Dome Habitats, as the name suggests, mainly consist of a dome-shaped shell, often supported by a net of carbon nanotubes and diamondoid, that can either be made of:

  • Transparent elastic Diamondoid fiber composites, held up by the interior air pressure or by additional support structures.
  • Airwall nano-fog of various strength, made of airborne nanorobotic or bionano units, going from an easily traversable membrane to a sheet with the same resistance as thick wood.
  • Large genetically engineered plants adapted to vacuum and high radiation levels that grow a network of strong, elastic organic fibers within the outer surface to retain air without rupturing due to the pressure difference, that can also generate oxygen (or other gases) for the internal environment.

Depending on where the habitats are constructed, the shells can either be directly attached to the surface or to a natural wall-like structure (this happens especially in deep valleys and canyons, where the landscape is used to the habitat's advantage), or they can be attached to a structural base, that also contains the habitat's power generators and life support systems. The structural bases can also act as a floor over which the internal environment is created, and can host a series of artificial gravity generation technologies (such as Gravity Plates, Action At A Distance Gravity and others) that can create standard surface gravity parameters in the environment.

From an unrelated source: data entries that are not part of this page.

PR #1507, opened 2024-12-13
Refactor scriptlet loader and improve checks

bensmrs:
The error generation function is pretty heavy, but I think the error messages are way nicer this way.

```
root@test-incus:~# incus config set authorization.scriptlet - <<EOF
def get_project_access(project):
  return ['ben']

get_instance_access = 3
EOF
Error: cannot set 'authorization.scriptlet' to 'def get_project_access(project):
  return ['ben']

get_instance_access = 3
': the function "authorize" is required but has not been found in the scriptlet; additionally, "get_instance_access" should define the scriptlet’s optional function of the same name (found a value of type int instead); finally, the optional function "get_project_access" defines arguments ["project"] (expected ["project_name"])
```

### DIFF
--- a/internal/server/scriptlet/load/load.go
+++ b/internal/server/scriptlet/load/load.go
@@ -1,13 +1,9 @@
 package load
 
 import (
-	"fmt"
-	"slices"
-	"sort"
 	"sync"
 
 	"go.starlark.net/starlark"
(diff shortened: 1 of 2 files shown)


stgraber:
The optional function handling will be quite convenient :)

The gravity plates however are optional, as habitats may choose to be zero gravity environments: usually, the residents of such habitats are naturally or artificially adapted to zero-gravity.

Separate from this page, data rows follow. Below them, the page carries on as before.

PR #1513, opened 2024-12-16
incusd/storage/drivers: Force blkdiscard and ignore errors

stgraber:
There can be partitions or other artifacts from snapshots which would normally trip blkdiscard. This is fine in our case and it should proceed regardless.

Also not all devices support discard, so treat it as non-fatal.

### DIFF
--- a/internal/server/storage/drivers/utils.go
+++ b/internal/server/storage/drivers/utils.go
@@ -966,12 +966,9 @@ func clearDiskData(diskPath string, disk *os.File) error {
 	}
 
 	if linux.IsBlockdev(st.Mode()) {
-		// If dealing with a block device, discard its current content.
+		// If dealing with a block device, attempt to discard its current content.
 		// This saves space and avoids issues with leaving zero blocks to their original value.
-		_, err = subprocess.RunCommand("blkdiscard", diskPath)
-		if err != nil {
-			return err
-		}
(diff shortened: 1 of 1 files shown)


internal/server/storage/drivers/utils.go
```diff
@@ -966,12 +966,9 @@ func clearDiskData(diskPath string, disk *os.File) error {
...
 
 	if linux.IsBlockdev(st.Mode()) {
-		// If dealing with a block device, discard its current content.
+		// If dealing with a block device, attempt to discard its current content.
 		// This saves space and avoids issues with leaving zero blocks to their original value.
-		_, err = subprocess.RunCommand("blkdiscard", diskPath)
-		if err != nil {
-			return err
-		}
+		_, _ = subprocess.RunCommand("blkdiscard", "-f", diskPath)
```
breml, line 971: Should this at least be logged just in case? Debugging issues without any trace on what went wrong could be pretty difficult.

hallyn (approved):

internal/server/storage/drivers/utils.go
hallyn: True that could be useful.

stgraber: We could make it a debug level event but not anything more visible than that as this code path is hit quite often.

While in larger dome habitats the internal atmosphere may offer some level of protection against cosmic and stellar radiation, small and large domes are usually outfitted with magnetic and/or electrostatic shielding to completely block out all harmful stellar and interstellar radiation that may compromise the health of inhabitants not outfitted with radiation resistance augmentations and other kinds of protection, natural or not.

Energy Production

Dome Habitats can sustain their power generation systems in different ways. Many habitats autonomously generate their own power through photovoltaic surface collectors; others may use nuclear or (more commonly throughout the advanced cosmos) fusion and antimatter or conversion reactors, both powered by elements and materials either extracted from the celestial body on which the habitat is located, or acquired from other parties by the habitat during trade. In the case that the dome habitat is constructed on a celestial body orbiting a terrestrial or gaseous planet, materials for power generation are typically given to the habitat from these central bodies. Dome Habitats, especially those located in interplanetary space and directly orbiting a star (although this often still happens even on major moons), may also receive their energy from Dyson Swarms present in the system.